WORK INSTRUCTIONS
Go through the entries below and print, exactly, the lines starting at the one with "10. Start typing" and ending at the one with "automatically on Chat.", keeping both ends and no others.

DATA TO PROCESS

━━━━━━━━━━

PR #505, opened 2024-02-06
Add Open Chat action

### LINKED ISSUE #373: Users can focus on an open chat with a keyboard shortcut.

exigow:
Fixes #373

## Test Plan

* Use Alt + MINUS to open Chat.

More test scenarios in TESTING.md.

### DIFF
--- a/TESTING.md
+++ b/TESTING.md
@@ -259,6 +259,9 @@ Test ideas:
 10. Start typing while being focused on Chat History to perform search-by-title.
 11. Open multiple chats and ask few simultaneous questions in several sessions at once.
 12. Open new chat with <kbd>Alt</kbd> + <kbd>=</kbd> shortcut (or <kbd>Option</kbd> + <kbd>=</kbd> on Mac).
+13. Open existing chat with shortcut <kbd>Alt</kbd> + <kbd>-</kbd> (or <kbd>Option</kbd> + <kbd>-</kbd> on Mac) and start typing question. Tab should be switched automatically on Chat.
+14. Second click <kbd>Alt</kbd> + <kbd-</kbd> should hide tool window if focused (similar behavior as other tool windows).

━━━━━━━━━━

SOLUTION FOR THIS TASK
 10. Start typing while being focused on Chat History to perform search-by-title.
 11. Open multiple chats and ask few simultaneous questions in several sessions at once.
 12. Open new chat with <kbd>Alt</kbd> + <kbd>=</kbd> shortcut (or <kbd>Option</kbd> + <kbd>=</kbd> on Mac).
+13. Open existing chat with shortcut <kbd>Alt</kbd> + <kbd>-</kbd> (or <kbd>Option</kbd> + <kbd>-</kbd> on Mac) and start typing question. Tab should be switched automatically on Chat.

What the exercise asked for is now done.